Monday Links
"What can be added to the happiness of a man who is in health, out of debt, and has a clear conscience?” -- Adam SmithGreat title; probably true: "The dumbest guys in the room: Is Cheniere Energy a contrarian indicator for natural gas?"
College professor thinks bloated, inefficient college signaling mechanism is immune from competition. "The normativity of conventional education isn't a passing phase. College attendance is a central tenet of our society's secular religion. A student who scoffs at all these expectations probably has a serious problem with authority. Would-be employers treat him accordingly."
NYT on 'Taxmageddon': As a result of income tax increases, "inflation-adjusted, after-tax income for the median household could fall next year to its 1998 level, in spite of the continuing economic recovery."
Selections from an interview with John McPhee, one of the greatest living writers. "I believe that so-called writer’s block is something that any writer is going to experience every day, but in a minor way. You break through some kind of membrane, and then you go into another world. Time really goes fast in there, but it is hard as can be to get there, and it frightens me."
WSJ: "The plunge in natural-gas prices over the past few months has had a surprising side effect: Investors love trading the plummeting commodity."
Important NYT article from 1986: "The directors of the New York Stock Exchange voted yesterday to abandon a decades-old rule that gave all of a public corporation's shareholders equal voting rights. Instead, companies traded on the exchange will have the right to issue classes of common stock with unequal voting rights."
I've been meaning to talk about Kickstarter on the blog. Meanwhile, check out an example project "Launch the Griffin", a project to launch an Irish pub in South Pasadena, CA.
Here's something about the financial literacy of college students. Sadly hilarious - and Tyler Cowen (aka cheap chalupas) thinks that U.S. colleges are the most competitive sector: "seventy percent of American college students have credit cards, five of every six of those students do not know their cards' interest rates [...] It gets worse. Nearly all of the 725 students who took the survey in fall 2009 were business majors"
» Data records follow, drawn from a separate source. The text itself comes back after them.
PR #2942, opened 2026-09-05
fix(hooks): preserve unowned dest handlers when opted in

### LINKED ISSUE #2940: generate: preserve existing third-party hook command entries
## Problem

`rulesync generate` replaces the `hooks` object for Claude Code, Codex CLI, and Cursor. Third-party command hooks installed after generate are wiped on the next generate unless they are duplicated into `.rulesync/hooks`.

This is generate-time data loss, not the import-merge case in #2797. #2913 preserved undocumented event keys for AugmentCode; it does not keep unmatched command entries on native events.

Moshi install is documented as non-destructive of user-owned hooks. RuleSync is the destructive side.

## Repro

1. `rulesync generate` so `.claude/settings.json` (or `.codex/hooks.json` / `.cursor/hooks.json`) contains only RuleSync-owned commands.
2. Install a third-party command hook on a native event (e.g. `moshi-hook install`).
3. `rulesync generate` again.

Expected: RuleSync-owned commands stay current; the third-party command is still present.
Actual: the third-party command is gone.

## Proposal

When writing those JSON hook files, keep existing hook entries whose command is not in the generated set. Deduplicate by command string (and matcher when the tool uses matcher groups). Do not change import semantics.

Generic, not Moshi-named.

## Out of scope

- Import merge (#2797)
- Plugin-style dests (OpenCode/Pi generated TS/Python)
- Grok CLI `rulesync.json` (dedicated owned file; other `*.json` in `.grok/hooks/` already coexist)

RaviTharuma:
## Summary

`rulesync generate` still replaces the `hooks` object by default for Claude Code, Codex CLI, and Cursor.

Set `preserveUnowned: true` in `.rulesync/hooks.jsonc` to keep dest handlers that rulesync does not own:

- Identity is type-aware (command / url / server+tool / prompt), not command-string-only.
- Callers pass the dest shape (`matcher-groups` vs `flat`).
- Commands that refer to `.rulesync/hooks` are treated as stale rulesync writes and are dropped when generate no longer emits them.
- Plugin dests always replace.
- Result maps are `Object.create(null)`.

This addresses the review on the previous identity model: generate remains a reset unless the project opts in.

Fixes #2940.

## Test plan

- [x] Helper tests for matcher-group and flat merge, stale `.rulesync/hooks` drop, matcher edit, http preserve, `toString` event, mixed shape skip
- [x] Claude/Cursor/Codex regenerate tests with `preserveUnowned: true`
- [x] Default generate still wipes third-party commands
- [x] Plugin dest still replaces when `preserveUnowned` is set
- [x] `pnpm cicheck` (CI)


dyoshikawa (changes requested):
Thank you for taking this on, and sorry for the long review — the problem in #2940 is real and worth fixing, but the identity model this PR uses ("an entry is third-party iff its exact command string is absent from the generated set") turns out to change more than the issue asked for. I ran the helper in isolation against the cases below, so these are observed outputs rather than code reading.

## Blocking

### 1. `generate` can no longer remove a hook it previously wrote

`preserveUnownedHookCommands` has no ownership marker, so a command rulesync itself wrote on an earlier run is indistinguishable from a third-party one:

```
existingHooks:  { SessionStart: [{ hooks: [{ type: "command", command: "echo A" }] }] }
generatedHooks: {}
=> { "SessionStart": [ { "hooks": [ { "type": "command", "command": "echo A" } ] } ] }
```

Deleting a hook from `.rulesync/hooks` therefore never removes it from `.claude/settings.json`, `.codex/hooks.json` or `.cursor/hooks.json`. That contradicts the ownership model this repo documents elsewhere — `src/features/shared/shared-config-gateway.ts` states for Takt that "a gate deleted there must not survive in config.yaml" and that authoritative snapshots must not "keep a default-deny capability switched on after the user revoked it" — and `docs/reference/file-formats.md` carries the same prose for other targets.

It also has a security consequence that I do not think we can accept as the default: hook entries are arbitrary shell commands. Once a command reaches one of these files by any route (a malicious PR, a compromised postinstall, a `settings.json` committed in a cloned repo), `rulesync generate` will rewrite it back on every subsequent run. Today `generate` is the way to get such a file back to a known state; after this change it becomes the mechanism that keeps the command alive.

`SHARED_CONFIG_OWNERSHIP` still declares `hooks: { kind: "replace-owned-keys", ownedKeys: ["hooks"] }` for `.claude/settings.json`, so the declaration and the actual semantics now disagree.

Suggested direction: make rulesync-written entries identifiable — an ownership manifest, or a marker derived from the existing `${CLAUDE_PROJECT_DIR}` / `.rulesync/hooks/` command conventions — and preserve only entries that are *not* marked. If that is too large a change for this PR, please make preservation opt-in (a `.rulesync/hooks` setting or a CLI flag) and keep replacement as the default.

### 2. Editing a command or a matcher duplicates the hook

Identity is the exact `(matcher, command)` pair, so any edit in `.rulesync/hooks` leaves the previous entry behind as "third-party":

```
# matcher changed Bash -> Edit in .rulesync/hooks, then regenerate
{"PreToolUse":[{"matcher":"Edit","hooks":[{"command":"a"}]},
               {"matcher":"Bash","hooks":[{"command":"a"}]}]}
```

Both now run, and the stale entry survives every later regeneration. Renaming a script or changing its arguments has the same effect, and the duplicates accumulate.

### 3. Non-command handlers are silently dropped

`commandOf()` returns `undefined` for any handler without a string `command`, and those handlers are then filtered out of `leftovers`. Claude Code settings can contain `http`, `mcp_tool`, `agent` and `prompt` handlers — `HOOK_TYPES` in `src/types/hooks.ts` lists all six, and `claudecode-hooks.test.ts` already covers importing them. Observed: an existing `{ hooks: [{ type: "http", url: "https://…" }] }` group is not merged and the whole group disappears. For those types the PR makes the reported data loss worse rather than fixing it.

Suggested fix: derive an identity per handler type (command / url / server+tool / prompt), or compare normalized JSON, and preserve every handler that is not in the generated set.

### 4. `generate` crashes on an event key inherited from `Object.prototype`

`result` is `{ ...generatedHooks }`, so `result[event]` resolves inherited members. `isPrototypePollutionKey` does not cover `toString` / `valueOf` / `hasOwnProperty`:

```
existingHooks: JSON.parse('{"toString":[{"hooks":[{"command":"x"}]}]}')
=> TypeError: values.some is not a function
```

A hand-written or hostile `.claude/settings.json` can abort the whole `generate` run. Please build `result` with `Object.create(null)` (or a `Map`) and guard the lookup, e.g. `Object.hasOwn(result, event) && Array.isArray(result[event]) ? result[event] : []`.

### 5. Shape sniffing breaks on mixed input

`isMatcherGroupList(generated) || isMatcherGroupList(existing)` decides the merge mode from whichever side happens to look like a matcher group. Both directions misbehave:

- existing flat + generated matcher groups: `mergeMatcherGroups` skips every `!isMatcherGroup` entry, so third-party entries vanish with no warning.
- existing matcher-shaped + generated flat (Cursor): the output mixes both shapes in one array, e.g. `{"sessionStart":[{"type":"command","command":"shared.sh"},{"hooks":[{"command":"tp.sh"}]}]}`. If Cursor rejects the file on schema validation, the rulesync-generated hooks stop working too.

Please pass the expected shape in from the caller (`shape: "matcher-groups" | "flat"`) rather than inferring it, and warn instead of discarding when an existing entry does not match.

### 6. `ClaudecodePluginHooks` inherits the behaviour

`ClaudecodePluginHooks` extends `ClaudecodeHooks` and does not override `fromRulesyncHooks`, so plugin builds now read back their own previous output (`hooks/hooks.json`, a fully generated artifact with `isDeletable() === true`). Removed hooks would persist into the distributed plugin. This path should keep replacing.

## Non-blocking

7. **Only three of the affected targets are changed.** The same "replace the whole hooks block in a user-owned file" pattern exists for qwencode, kiro, junie, reasonix, devin, kimi-code and antigravity. Either apply the helper there too, or state the scope in the docs and open a follow-up issue, so the behaviour is not inconsistent across targets.

8. **Duplicated parse block / bypassed gateway.** The "parse existing file, pull out `hooks`" block is copied into `claudecode-hooks.ts`, `codexcli-hooks.ts` and `cursor-hooks.ts`, and `augmentcode-hooks.ts` already has a fourth copy; the claudecode copy is missing the `existingContent.trim() === ""` guard the other two have. Worse, claudecode now parses the same content twice — once with a bare `JSON.parse`, then again inside `applySharedConfigPatch` via `parseSharedConfig`, which applies prototype-pollution sanitising and the empty-file / `invalidRootPolicy` rules. The bare parse fails silently into `catch {}`, so any divergence turns preservation off with no signal. Please export a shared `extractExistingHooks({ fileContent })`, or route this through the gateway (`kind: "custom", policyFunction: …`).

9. **Test coverage.** `codexcli-hooks.ts` is modified but `codexcli-hooks.test.ts` gains no test. Missing across all three: regeneration idempotency, deletion from `.rulesync/hooks`, matcher/command edits, global scope, and a malformed existing file. Findings 1–3 are exactly what those tests would catch, which is why CI is green.

10. **No logging.** The helper takes no logger, so an entry appears in the output with no trace of why. `hooks-processor.ts` warns for skipped matchers; preserved third-party commands deserve at least the same, and given finding 1 I would make it a `warn` listing each preserved command.

11. **Docs.** Visible generate behaviour changes for three targets with no `docs/reference/file-formats.md` update; that file documents ownership prose for other targets. Remember `pnpm run generate:docs-content` after editing docs, since CI fails on drift.

12. **Minor.** `matcherKey` collapses every non-string matcher (including `undefined`) to `""`, so `matcher: ""` and an absent matcher share a key and a narrowly scoped third-party hook can be merged into an unmatched group; group-level keys other than `matcher`/`hooks` are lost when leftovers are pushed into a generated group; `mergeFlatHandlers` and `cloneMatcherGroup` sometimes return the input by reference, so the function is not consistently pure; and `.codex/hooks.json` is still rewritten with `JSON.stringify({ hooks })`, dropping any other top-level key.

## Summary

Findings 1–6 all trace back to the same root: identity is "the exact command string", and there is no record of what rulesync itself wrote. I think the fix is to make ownership explicit (marker or manifest) and to make handler identity type-aware; with that in place the matcher-change duplication and the non-command loss disappear as well. Happy to discuss the ownership-marker shape before you invest more work in it.

RaviTharuma:
Pushed a replacement commit that takes the opt-in path you suggested.

**Default is still replace.** `generate` only keeps dest handlers when `.rulesync/hooks.jsonc` sets `preserveUnowned: true`. That keeps generate a reset, including for `echo A` and for hostile entries.

When opted in:

1. Stale rulesync writes whose command refers to `.rulesync/hooks` are dropped even if generate no longer emits them, so deleting/editing those script hooks does not leave duplicates.
2. Identity is type-aware (`command` / `url` / `server`+`tool` / `prompt`), so http/mcp_tool/prompt/agent handlers are preserved.
3. The merge result is `Object.create(null)` and event lookup uses `Object.hasOwn`.
4. Callers pass `shape: "matcher-groups" | "flat"` instead of sniffing. Mismatched existing entries are skipped with a warning.
5. `ClaudecodePluginHooks` never preserves: only `.claude/settings.json` is eligible, and only when the flag is set.

Codex CLI gained a regenerate test. Other JSON targets (qwencode, kiro, ...) are unchanged in this PR; happy to follow up.

I could not request you as a reviewer from this fork (the review-request API 404s). Please take another look when you have time.

dyoshikawa (changes requested):
Thanks for the thorough round 2 — the opt-in gate, `Object.create(null)` + `Object.hasOwn`, the caller-supplied `shape`, the type-aware identity, and the plugin-destination guard all address round-1 findings, and I verified each of those against the head commit. Four of the six round-1 blockers are genuinely fixed.

Unfortunately the core one is not, and the new identity code introduces a growth bug, so I still have to request changes.

## Round-1 findings: status

| # | Finding | Status |
|---|---------|--------|
| 1 | Deletion semantics broken (no ownership marker) | **NOT FIXED** |
| 2 | Duplicates when a generated command/matcher changes | **PARTIALLY FIXED** (matcher-only edits fixed; command edits still duplicate) |
| 3 | Non-command handlers dropped | **FIXED** (except `function`, see #4 below) |
| 4 | Crash on inherited-prototype event keys | **FIXED** |
| 5 | Shape sniffing breaks on mixed input | **FIXED** |
| 6 | `ClaudecodePluginHooks` inherits the behavior | **FIXED** |

I also confirmed the claim that the default path is unchanged: with `preserveUnowned` unset or `false`, `mergeGeneratedHookLists` early-returns and all three targets plus the plugin destination still fully replace. `tsc --noEmit` passes and the hook test suites are green.

## Blocking

### 1. [critical] Ownership is still a heuristic, so deletions are still lost

`src/features/hooks/preserve-unowned-hook-commands.ts:237-243`

```ts
function isStaleRulesyncCommand(handler: unknown): boolean {
  return (
    isPlainObject(handler) &&
    typeof handler.command === "string" &&
    handler.command.includes(".rulesync/hooks")
  );
}
```

`.rulesync/hooks` is a convention used by the scaffold example and the README, not an ownership marker. A user who writes `"command": "npm run lint"`, `"./scripts/fmt.sh"`, or `"$CLAUDE_PROJECT_DIR/scripts/x.sh"` in `.rulesync/hooks.jsonc` produces a generated command that this predicate never matches. Once such a hook is removed from the source and `generate` is re-run, it is classified as *unowned* and written back into `.claude/settings.json` forever.

Reproduced by running the helper in isolation:

```
run 1: source has old.sh  -> dest [old.sh]
run 2: source has new.sh  -> dest [new.sh, old.sh]   (old.sh is now permanent)
```

The warning text makes it worse: it says `Preserving unowned hook on <event>` for a command rulesync itself wrote on the previous run.

Hooks are arbitrary shell, so this turns `generate` from a reset into an append-only persistence mechanism, which is the same consequence as round 1 — just now gated behind an opt-in. The ownership stance the codebase already documents for a comparable case is explicit (`src/features/shared/shared-config-gateway.ts:1318-1320`): a gate deleted in the rulesync source "must not survive in config.yaml".

Suggested direction: replace the heuristic with real ownership. Either (a) stamp each generated handler with a marker key that the tool ignores and treat "has the marker but is not in this run's generated set" as *delete*, or (b) persist the previous run's generated identities in a rulesync-side lock file (e.g. `.rulesync/.generated-hooks.json`) and retract against that. If neither is workable for a given target, I would rather not ship preservation for that target than ship a mechanism that cannot retract.

### 2. [high] Handlers with no derivable identity grow the destination file on every run

`preserve-unowned-hook-commands.ts:226-235`

```ts
const identity = handlerIdentity(handler);
if (identity === undefined) {
  return isPlainObject(handler);   // always preserved, and never remembered as owned
}
```

`handlerIdentity` returns `undefined` unless `command` / `url` / `prompt` / `server`+`tool` is a non-empty string. When the generated set contains such a handler, the matching existing entry is classified unowned, appended, and — because `rememberOwned` cannot register it either — appended again on the next run:

```
run 1 handlers: 2
run 2 handlers: 3
run 3 handlers: 4
run 4 handlers: 5
```

This is reachable today: `HookDefinitionSchema` makes `command` optional and `buildToolHooks` emits `{type: "prompt"}` / `{type: "agent", model: "..."}` without a body (the warning text at `src/features/hooks/qwencode-hooks.ts:103`, "prompt hook without a prompt body", exists precisely because that state occurs). `command: ""` hits the same path.

Suggested fix: fall back to a stable canonical serialization (sorted-key `JSON.stringify`) as the identity, and route `rememberOwned` through the same fallback so the generated and existing sides can always be matched.

### 3. [mid, blocking in combination] `preserveUnowned` lives in a file that `rulesync fetch` copies

`src/types/hooks.ts:1051` puts the key in `.rulesync/hooks.jsonc`. Every other generation-behavior toggle (`simulateCommands`, `deriveSubprojectPathFromGlobs`, `gitignoreTargetsOnly`, `delete`) lives in `ConfigParamsSchema` (`src/config/config.ts:111-167`), and for good reason here: `.rulesync/hooks.jsonc` is a shareable file that `rulesync fetch` copies into other projects. A fetched `hooks.jsonc` carrying `preserveUnowned: true` silently switches the receiving project's `generate` from reset to append, after which previously planted hooks can no longer be retracted. The same file is committable, so the flag can also be flipped in a pull request.

Suggested fix: move it to `ConfigParamsSchema` as e.g. `preserveUnownedHooks`, passed down through `HooksProcessor`. That also resolves finding #9 below.

### 4. [mid, blocking in combination] The new key is undocumented

`docs/reference/file-formats.md` still lists only `version`, `hooks`, and `{tool}.hooks` as the top-level keys of `.rulesync/hooks.jsonc` (around lines 171-230), and `src/generated/docs-content.ts` was not regenerated. Since the distributed skill delegates lookup to `rulesync docs`, an undocumented key is invisible to both users and agents. Please document what changes about deletion semantics, which targets are supported, and that plugin output always replaces — then run `pnpm run generate:docs-content`.

(`pnpm run generate:tables` is not needed: `getToolTargets` is unchanged. The Tool x Feature e2e happy paths in `src/e2e/e2e-hooks.spec.ts` are correctly left intact.)

### 5. [mid] Project-scope opt-in leaks into global scope

`src/features/hooks/claudecode-hooks.ts:153-154` guards on `paths.relativeDirPath === CLAUDECODE_DIR`, but `getSettablePaths` returns `CLAUDECODE_DIR` for *both* scopes (`claudecode-hooks.ts:109-113`, with the comment "both global and project mode use the same paths"). So a `preserveUnowned: true` committed in a project's `.rulesync/hooks.jsonc` also changes how `rulesync generate --global` treats `~/.claude/settings.json`: a hook there that the user removed from the source is retained. That crosses a trust boundary the repository otherwise keeps.

## Non-blocking

6. [mid] `function` is missing from the type-aware identity. `HOOK_TYPES` (`src/types/hooks.ts:32`) includes `function`, but the `switch` at `:245-262` has no case for it, so a Qwen-shaped `{type: "function", name: "..."}` falls through to `default:` and yields `undefined` — feeding straight into finding #2. Adding `case "function": return taggedIdentity("function", handler.name);` fixes it. Also consider making `default:` include the type in the key, so `{type: "command", command: "x"}` and `{type: "function", command: "x"}` cannot collide.

7. [mid] Third-party commands that reference `.rulesync/` are silently deleted. The inverse of finding #1: a hand-written `bash .rulesync/hooks/mine.sh` in `.claude/settings.json` is removed even with `preserveUnowned: true`, with no log line. Calling a script under `.rulesync/` directly is an ordinary usage. The ownership marker in #1 fixes this too; at minimum, log a warning on deletion.

8. [mid] `preserveUnowned` does not round-trip through `import`. `buildImportedHooksConfig` (`src/features/hooks/tool-hooks-converter.ts`) rebuilds `{ version, hooks, [overrideKey] }` and drops the flag; since `rulesync import` rewrites `.rulesync/hooks.jsonc` wholesale, one import silently disables the opt-in and the next `generate` wipes third-party hooks. Moving the key per #3 removes this; if it stays, carry it through and add a round-trip test.

9. [mid] Unsupported targets are silently ignored. `preserveUnowned: true` has no effect on qwencode, kiro-cli, kiro-ide, junie, reasonix, devin, kimi-code, antigravity, etc. Please warn once from `HooksProcessor` when the flag is set but the target does not support it.

10. [mid] A malformed existing file silently discards everything. `preserve-unowned-hook-commands.ts:11-19` swallows parse errors with `catch { return undefined; }`. Codex CLI and Cursor do not go through the shared-config gateway, so a corrupt `.codex/hooks.json` / `.cursor/hooks.json` drops third-party hooks without a word — the opposite of the gateway's `jsoncParseErrors: "error"` fail-closed policy. Warn, or throw while `preserveUnowned` is on.

11. [mid] Prototype-pollution keys can reach Cursor/Codex output. `cloneMatcherGroup` / `cloneHandler` (`:196-203`) use `{...handler}`, and those two writers serialize with raw `JSON.stringify` rather than the sanitizing `parseSharedConfig` path, so a `__proto__`/`constructor` key inside a preserved handler object survives into the emitted file. Please route preserved values through `omitPrototypePollutionKeys` (`src/utils/prototype-pollution.ts`).

12. [low] Merging preserved handlers loses group-level keys. At `:139-144` leftovers are pushed into the generated group with the same matcher, so the existing group's `sequential` (and any other group attribute) is dropped. Either match on the full group shape or push a separate `{ ...group, hooks: clonedLeftovers }`.

13. [low] Non-object existing entries are dropped without a warning (`:226-235`), e.g. a hand-written `hooks: ["echo raw", {...}]`. Route them through `warnSkip`.

14. [low] `matcherKey` (`:277-282`) collapses every non-string matcher to `"other"`, so `matcher: ["a"]` and `matcher: {x: 1}` merge into one group. A stable `JSON.stringify` key would be safer.

15. [low] `mcpToolIdentity` (`:271-275`) ignores `input`, so a third-party `mcp_tool` hook with the same `server`+`tool` but a different `input` is treated as owned and deleted.

16. [low] The plugin exclusion is expressed as a directory-name comparison. It works because `ClaudecodePluginHooks` overrides `getSettablePaths`, but the intent ("fully generated output always replaces") is buried in a path check. Consider `static supportsPreserveUnowned()` overridden to `false` in the plugin subclass, mirroring the existing `isDeletable()` pattern.

17. [low] `claudecode-hooks.ts:150-168` still parses `existingContent` twice — once via `parseExistingHooksValue` (raw `JSON.parse`) and once inside `applySharedConfigPatch` via `parseSharedConfig`. Behavior matches today, but it bypasses the `SHARED_CONFIG_OWNERSHIP` declaration; reading the existing value through the gateway would keep a single source of truth.

18. [low] `warnPreserved` (`:284-298`) logs raw command strings. Please pass them through `quoteForLog` (`src/utils/control-characters.ts`) so control characters in a destination file cannot corrupt terminal output.

19. [low] Test coverage does not pin the claimed behavior: there is no test that removes a source hook whose command lacks `.rulesync/hooks` (would catch #1), no idempotency test running `generate` two or three times with identical input (would catch #2), no `mcp_tool` / `agent` / `function` identity tests, no global-scope test, no malformed-existing-file test, and `src/types/hooks.test.ts` only asserts that `preserveUnowned: true` parses, not that a wrong type is rejected.

## Summary

Findings 1-5 block the merge. The design question in #1 is the one that matters most: preservation needs a real ownership record, because without it opting in permanently disables rulesync's ability to retract a hook, and hooks execute arbitrary shell. #2 is a straightforward bug with a clear fix, and #3-#5 are placement/scope/documentation issues that follow from the same design choice.

Verified clean: no malicious code, no changes to CI workflows, `package.json`, or release configuration, opt-in is a strict `=== true` with no path that writes the flag automatically, and the default (non-opted-in) behavior is unchanged across all three targets and the plugin destination.

Happy to keep reviewing as this evolves — thank you for sticking with it.

dyoshikawa:
Thanks for this — the behavior it fixes is real, and I pushed a follow-up commit on top of your work rather than sending it back, so your commit stays as it is.

What I changed, and why:

**Ownership needs a record, not a heuristic.** As submitted, "owned" meant *the generated set has the same identity, or the command mentions `.rulesync/hooks`*. That makes preservation one-way: once a project opts in, a hook rulesync wrote and the sources later remove can never be retracted, because on the next run it is indistinguishable from a third-party handler — and hooks execute arbitrary shell. Each run now writes what it generated to a `.rulesync-hooks-lock.json` next to the hooks file (`.claude/.rulesync-hooks-lock.json`, etc.), emitted through `getAuxiliaryFiles` so it respects dry-run. An existing handler is replaced when it is generated again, **retracted** when the lock says rulesync wrote it and the sources no longer define it, and preserved otherwise. A missing, malformed or foreign-version lock degrades to preserving everything, so the failure direction is never destructive. The `.rulesync/hooks` substring rule is gone.

**The opt-in moved to `rulesync.jsonc`.** `.rulesync/hooks.jsonc` is a fetchable, committable source file, so a flag there travels with shared hook definitions and flips a destructive-behavior switch in whatever project fetches it. It is now `"preserveUnownedHooks": true` in `rulesync.jsonc` (config-file only, no CLI flag), plumbed through `Config` → `HooksProcessor` → the adapters, and gated on a new `ToolHooks.supportsPreserveUnowned()` so the Claude Code plugin bundle — which rulesync owns outright — always replaces, instead of relying on a `relativeDirPath` check.

Smaller fixes folded in:

- A handler with no recognizable identity used to hash to `undefined` and get appended again on every run; identity is now always a string, falling back to a stable structural hash.
- `function` hooks take part in identity (they were in `HOOK_TYPES` but not in the identity switch), and an `mcp_tool`'s `input` is part of it too, so two calls to the same server/tool with different arguments are no longer collapsed.
- Non-string matchers get a stable key instead of being compared by `String(matcher)`.
- Non-array event values and non-object handlers now warn instead of being dropped silently.
- A wholly preserved matcher group keeps its group-level keys.

Documented in `docs/guide/configuration.md` and `docs/reference/file-formats.md`, including the one caveat: the first run after opting in has no lock yet, so a hook rulesync wrote before is kept once and retracted from the run after that.

Merging once CI is green. Thanks again for finding and fixing this.

dyoshikawa:
@RaviTharuma Thank you!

No kidding: "Investors might be surprised to see how highly correlated their emerging market stocks are to the S&P 500." An interesting paper about correlations. They note that hedge funds provide little diversification benefit in a portfolio. This is true of funds that don't do any original work, or who are so big that they are closet index funds by necessity.
Pair trade idea: "XLU:SPY is very close to as cheap as its ever gotten since 2007. With 2.12% div carry, this is an attractive hedge"
Targeted advertising on Facebook: "if you want to reach the 100 people on Facebook who live in California, are between 18 and 36 years old, like "space" and work at Apple or Google, you can."
Read the Barron's article on student loan debt. "The 30-to-39 age group owes more than any other age decile, with a per-borrower debt load of $28,500." Unbelievable, to still be paying off student loans at that age, and later.